Despite being told it was false, Mr. Trump left the Truth Social post online, and it remained up through late afternoon.

Mr. Trump has long been fascinated by Mr. Dimon. Mr. Trump’s team had hoped for Mr. Dimon as a potential speaker at the Republican National Convention in Milwaukee in July, but he was among several people they hoped to have appear who never did, according to multiple people with knowledge of the planning.

As the head of one of the largest banks dating back to the 2008 financial crisis, Mr. Dimon is one of Wall Street’s most closely watched figures, with a reputation for speaking his mind. Some of his biggest fans in finance have repeatedly floated him for elected office, including this summer, during President Biden’s struggles following his debate against Mr. Trump.

Mr. Dimon’s wife, Judy, has donated over $200,000 this cycle to support Mr. Biden and Ms. Harris, according to federal records. Mr. Dimon’s only contributions to candidates have been $3,300 checks to a handful of elected officials from both parties, including Senator Jon Tester, a Montana Democrat, and Senator Katie Britt, an Alabama Republican.

Mr. Dimon, a patrician voice in the business community who has sometimes criticized Mr. Trump’s rhetoric, had encouraged Democrats on Wall Street to “help” Nikki Haley’s presidential bid. “Get a choice on the Republican side that might be better than Trump,” he told a crowd last year at The New York Times’s DealBook Summit.

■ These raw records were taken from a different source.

PR #5545, opened 2024-05-06
fix(core): detect path from decorator for each class only once

Ruby184:
### Fix for bun path detection
Related discussion here: https://github.com/mikro-orm/mikro-orm/discussions/5496
In [this commit](https://github.com/mikro-orm/mikro-orm/commit/271ff7dfe95ded8f2821b7a97a10ddfe409b1513) you changed the condition because of coverage. This is incorrect because it guards against going out of stack array bounds - I have added the test for this case. Also, I removed no longer needed condition.

### Performance
Before the changes, the path was detected for every used decorator on the class and overwritten. This is not needed because the path used as a key should be stable and should not change for a given class. So I introduced the new symbol `MetadataStorage.PATH_SYMBOL`, which will hold the path and check if it exists for a given class using `Object.hasOwn` (this also works for class inheritance so the path is not taken from the base class but defined for each child).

Mr. Trump’s comments echo a previous incident with Mr. Dimon from earlier this year. At the World Economic Forum in Davos, Switzerland, Mr. Dimon gave an interview to CNBC in which he paid some compliments to the first Trump administration.

“Take a step back, be honest. He was kind of right about NATO, kind of right on immigration,” Mr. Dimon said in January. “He grew the economy quite well. Trade tax reform worked. He was right about some of China.”

Allies of Mr. Trump, online and elsewhere, shared Mr. Dimon’s comments. In July, Mr. Trump said he would consider appointing Mr. Dimon as his Treasury secretary, but Mr. Trump then retracted that comment in a social-media post, saying he “never discussed, or thought of, Jamie Dimon” for the position.